Highlights, Quotes, Annotations, & Marginalia

Social scientists focus on explaining how context specific social and economic mechanisms drive the structure of networks and on how networks shape social and economic outcomes. By contrast, natural scientists focus primarily on modeling network characteristics that are independent of context, since their focus is to identify universal characteristics of systems instead of context specific mechanisms.  

August 25, 2018 at 10:18PM

Science and Complexity (Weaver 1948); explained the three eras that according to him defined the history of science. These were the era of simplicity, disorganized complexity, and organized complexity. In the eyes of Weaver what separated these three eras was the development of mathematical tools allowing scholars to describe systems of increasing complexity.  

August 25, 2018 at 10:19PM

Problems of disorganized complexity are problems that can be described using averages and distributions, and that do not depend on the identity of the elements involved in a system, or their precise patterns of interactions. A classic example of a problem of disorganized complexity is the statistical mechanics of Ludwig Boltzmann, James-Clerk Maxwell, and Willard Gibbs, which focuses on the properties of gases.  
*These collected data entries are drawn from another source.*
PR #2120, opened 2020-02-16
[BREAKING] deprecate names=true in eachcol

### LINKED ISSUE #2090: redesign of eachcol
Following the discussion on Slack we can consider to redesign `eachcol` in the following way:
* deprecate two argument form, allow only `eachcol(df)` that would be equivalent to `eachcol(df, false)`
* define `getindex(::DataFrameColumns, ::Symbol)`
* define `keys(::DataFrameColumns)` to produce symbols (this is breaking)
* define `pairs(::DataFrameColumns)` to produce symbol=>value pairs (this is breaking)
* after the deprecation period drop the second parameter in type definition of `DataFrameColumns`

Overall this change would simplify the design. We would have to make sure though that such changes do not break some API assumptions that are made for arrays (it seems not, but this might be delicate). Other packages, like AxisArrays.jl do not override default `keys` and `pairs` definitions.

bkamins:
Fixes #2090.

In the next move we will drop V parameter of `DataFrameColumns`.

Making this PR revealed that `names=true` is in practice almost never used (at least internally), so this change - while big - should not be that problematic.

### DIFF
--- a/src/abstractdataframe/iteration.jl
+++ b/src/abstractdataframe/iteration.jl
@@ -94,8 +94,9 @@ Base.propertynames(itr::DataFrameRows, private::Bool=false) = propertynames(pare
 """
     DataFrameColumns{<:AbstractDataFrame, V} <: AbstractVector{V}
 
-An `AbstractVector` that allows for an iteration over columns of an `AbstractDataFrame`.
-Additionally it is allowed to index `DataFrameColumns` using column names.
+An `AbstractVector` that allows iteration over columns of an `AbstractDataFrame`.
+Indexing into `DataFrameColumns` objects using integer or symbol indices
+returns the corresponding column (without copying).
 """
 struct DataFrameColumns{T<:AbstractDataFrame} <: AbstractVector{AbstractVector}
     df::T
@@ -108,7 +109,7 @@ Base.summary(io::IO, dfcs::DataFrameColumns) = print(io, summary(dfcs))
     eachcol(df::AbstractDataFrame)
 
 Return a `DataFrameColumns` that is an `AbstractVector`
-that alows to iterate an `AbstractDataFrame` column by column.
+that allows iterating an `AbstractDataFrame` column by column.
 Additionally it is allowed to index `DataFrameColumns` using column names.
 
 # Examples
@@ -158,16 +159,17 @@ Base.getproperty(itr::DataFrameColumns, col_ind::Symbol) = getproperty(parent(it
 Base.propertynames(itr::DataFrameColumns, private::Bool=false) = propertynames(parent(itr))
 
 """
-    keys(::DataFrameColumns)
+    keys(dfc::DataFrameColumns)
 
-Get a vector of column names of a parent data frame.
+Get a vector of column names of `dfc`.
 """
 Base.keys(itr::DataFrameColumns) = names(parent(itr))
 
 """
     pairs(dfc::DataFrameColumns)
 
-An iterator that accesses each column of a parent data frame, returning `name => col`,
+Return an iterator of pairs associating the name of each column of `dfc`
+with the corresponding column vector, i.e. `name => col`
 where `name` is the column name of the column `col`.
 """
 Base.pairs(itr::DataFrameColumns) = Base.Iterators.Pairs(itr, keys(itr))
--- a/src/abstractdataframe/iteration.jl
+++ b/src/abstractdataframe/iteration.jl
@@ -90,30 +90,26 @@ Base.getproperty(itr::DataFrameRows, col_ind::Symbol) = getproperty(parent(itr),
 Base.propertynames(itr::DataFrameRows, private::Bool=false) = propertynames(parent(itr))
 
 # Iteration by columns
+
 """
     DataFrameColumns{<:AbstractDataFrame, V} <: AbstractVector{V}
 
-Iterator over columns of an `AbstractDataFrame` constructed using
-[`eachcol(df, true)`](@ref) if `V` is a `Pair{Symbol,AbstractVector}`. Then each
-returned value is a pair consisting of column name and column vector.
-If `V` is an `AbstractVector` (a value returned by [`eachcol(df, false)`](@ref))
-then each returned value is a column vector.
+An `AbstractVector` that allows for an iteration over columns of an `AbstractDataFrame`.
+Additionally it is allowed to index `DataFrameColumns` using column names.
 """
-struct DataFrameColumns{T<:AbstractDataFrame, V} <: AbstractVector{V}
+struct DataFrameColumns{T<:AbstractDataFrame} <: AbstractVector{AbstractVector}
     df::T
 end
 
-Base.summary(dfcs::DataFrameColumns{T, V}) where {T,V} =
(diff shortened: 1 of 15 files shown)


bkamins:
I decided to redesign `eachcol` in one shot. What will be breaking:
* `eachcol(df, true)` will print differently (it will be a plain array)
* `eachcol(df, true)` will not have `getproperty` and `propertynames` defined

Given that probably `eachcol(df, true)` is not used that much and we introduced `getproperty` only recently I think it should be OK to go this way.

quinnj:
There was a discussion the other day on slack that mentioned a convention of adding `[BREAKING]` to PRs that introduce breaking changes. This can help later when you review tagbot release notes w/ PRs that start w/ [BREAKING].

bkamins:
We now use a label `breaking` for this. But I can also add [BREAKING] in the name

bkamins:
@nalimilan the PR is good to have a look at. the ❌ is due to coveralls only.

src/abstractdataframe/iteration.jl
```diff
@@ -90,30 +90,26 @@ Base.getproperty(itr::DataFrameRows, col_ind::Symbol) = getproperty(parent(itr),
...
+
 """
     DataFrameColumns{<:AbstractDataFrame, V} <: AbstractVector{V}
 
-Iterator over columns of an `AbstractDataFrame` constructed using
-[`eachcol(df, true)`](@ref) if `V` is a `Pair{Symbol,AbstractVector}`. Then each
-returned value is a pair consisting of column name and column vector.
-If `V` is an `AbstractVector` (a value returned by [`eachcol(df, false)`](@ref))
-then each returned value is a column vector.
+An `AbstractVector` that allows for an iteration over columns of an `AbstractDataFrame`.
```
```suggestion
An `AbstractVector` that allows iteration over columns of an `AbstractDataFrame`.
```

src/abstractdataframe/iteration.jl
```diff
@@ -90,30 +90,26 @@ Base.getproperty(itr::DataFrameRows, col_ind::Symbol) = getproperty(parent(itr),
...
+Additionally it is allowed to index `DataFrameColumns` using column names.
```
```suggestion
Indexing into `DataFrameColumns` objects using integer or symbol indices
returns the corresponding column (without copying).
```

src/abstractdataframe/iteration.jl
```diff
@@ -143,39 +139,39 @@ julia> sum.(eachcol(df))
...
+Base.getindex(itr::DataFrameColumns, j::Symbol) = parent(itr)[!, j]
+
 Base.getproperty(itr::DataFrameColumns, col_ind::Symbol) = getproperty(parent(itr), col_ind)
 # Private fields are never exposed since they can conflict with column names
 Base.propertynames(itr::DataFrameColumns, private::Bool=false) = propertynames(parent(itr))
 
+"""
+    keys(::DataFrameColumns)
+
+Get a vector of column names of a parent data frame.
```
nalimilan: Do we really need to mention the parent?
```suggestion
Get a vector of column names of `dfc`.
```

src/abstractdataframe/iteration.jl
```diff
@@ -90,30 +90,26 @@ Base.getproperty(itr::DataFrameRows, col_ind::Symbol) = getproperty(parent(itr),
...
 """
-    eachcol(df::AbstractDataFrame, names::Bool=false)
+    eachcol(df::AbstractDataFrame)
 
-Return a `DataFrameColumns` that iterates an `AbstractDataFrame` column by column.
-If `names` is equal to `false` (the default) iteration returns column vectors.
-If `names` is equal to `true` pairs consisting of column name and column vector
-are yielded.
+Return a `DataFrameColumns` that is an `AbstractVector`
+that alows to iterate an `AbstractDataFrame` column by column.
```
```suggestion
that allows iterating an `AbstractDataFrame` column by column.
```

src/abstractdataframe/iteration.jl
```diff
@@ -143,39 +139,39 @@ julia> sum.(eachcol(df))
...
 end
 
+Base.getindex(itr::DataFrameColumns, j::Symbol) = parent(itr)[!, j]
+
 Base.getproperty(itr::DataFrameColumns, col_ind::Symbol) = getproperty(parent(itr), col_ind)
 # Private fields are never exposed since they can conflict with column names
 Base.propertynames(itr::DataFrameColumns, private::Bool=false) = propertynames(parent(itr))
 
+"""
+    keys(::DataFrameColumns)
```
```suggestion
    keys(dfc::DataFrameColumns)
```

src/abstractdataframe/iteration.jl
```diff
@@ -143,39 +139,39 @@ julia> sum.(eachcol(df))
...
+
+Get a vector of column names of a parent data frame.
+"""
+Base.keys(itr::DataFrameColumns) = names(parent(itr))
+
+"""
+    pairs(dfc::DataFrameColumns)
+
+An iterator that accesses each column of a parent data frame, returning `name => col`,
```
```suggestion
Return an iterator of pairs associating the name of each column of `dfc`
with the corresponding column vector, i.e. `name => col`
```

test/deprecated.jl
```diff
@@ -539,6 +539,108 @@ end
     @test_throws ArgumentError join(df1, df2, df3, on=:id, kind=:xxx)
 end
 
+@testset "eachcol(df, true)" begin
+    df = DataFrame(a=1:3, b=4:6, c=7:9)
+    @test eachcol(df)[1] === last(eachcol(df, true)[1])
+    @test eachcol(df)[1] === last(eachcol(df, true)[1])
+
+
+    # show for eachcol(df, true) is breaking but this is a minor thing
```
nalimilan: Just remove this?

test/deprecated.jl
```diff
@@ -539,6 +539,108 @@ end
...
+
+    #     │ Row │ x       │
+    #     │     │ Float64 │
+    #     ├─────┼─────────┤
+    #     │ 1   │ 3.14159 │"""
+
+    df = DataFrame(rand(3,4), [:a, :b, :c, :d])
+    df2 = DataFrame(eachcol(df, true))
+    @test df == df2
+    @test !any(((a,b),) -> a === b, zip(eachcol(df), eachcol(df2)))
```
nalimilan: This block doesn't contain any relevant tests for `eachcol(df)`?

test/deprecated.jl
bkamins: ok - removed the whole portion of commented-out tests.

test/deprecated.jl
bkamins: Line 585 was irrelevant - removed. But below it is relevant as we test that `eachcol(df, true)` does not copy columns.

bkamins:
❌ is due to coverage

test/deprecated.jl
nalimilan: I just wanted to ensure none of these tests should be kept for `eachcol(df)` too. But I guess you have checked this.

bkamins: a good point - I have rechecked this and added two tests. Thank you.

bkamins:
The failing build on nightly is due to https://github.com/JuliaLang/julia/issues/34889 so I will merge this.

pablosanjose:
I just made a PR with a fix for JuliaLang/#34889, sorry about that.

bkamins:
@pablosanjose - thank you for such a quick fix.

August 25, 2018 at 10:20PM

Soon after Weaver’s paper, biologists like Francois Jacob (Jacob and Monod 1961), (Jacob et al. 1963) and Stuart Kaufmann (Kauffman 1969), developed the idea of regulatory networks. Mathematicians like Paul Erdos and Alfred Renyi, advanced graph theory (Erdős and Rényi 1960) while Benoit Mandelbrot worked on Fractals (Mandelbrot and Van Ness 1968), (Mandelbrot 1982). Economists like Thomas Schelling (Schelling 1960) and Wasily Leontief (Leontief 1936), (Leontief 1936), respectively explored self-organization and input-output networks. Sociologists, like Harrison White (Lorrain and White 1971) and Mark Granovetter (Granovetter 1985), explored social networks, while psychologists like Stanley Milgram (Travers and Milgram 1969) explored the now famous small world problem.   

Some excellent references
August 25, 2018 at 10:24PM

First, I will focus in these larger groups because reviews that transcend the boundary between the social and natural sciences are rare, but I believe them to be valuable. One such review is Borgatti et al. (2009), which compares the network science of natural and social sciences arriving at a similar conclusion to the one I arrived.  

August 25, 2018 at 10:27PM

Links are the essence of networks. So I will start this review by comparing the mechanisms used by natural and social scientists to explain link formation.  

August 25, 2018 at 10:32PM

When connecting the people that acted in the same movie, natural scientists do not differentiate between people in leading or supporting roles.  

But they should because it’s not often the case that these are relevant unless they are represented by the same agent or agency.
August 25, 2018 at 10:51PM

For instance, in the study of mobile phone networks, the frequency and length of interactions has often been used as measures of link weight (Onnela et al. 2007), (Hidalgo and Rodriguez-Sickert 1008), (Miritello et al. 2011).  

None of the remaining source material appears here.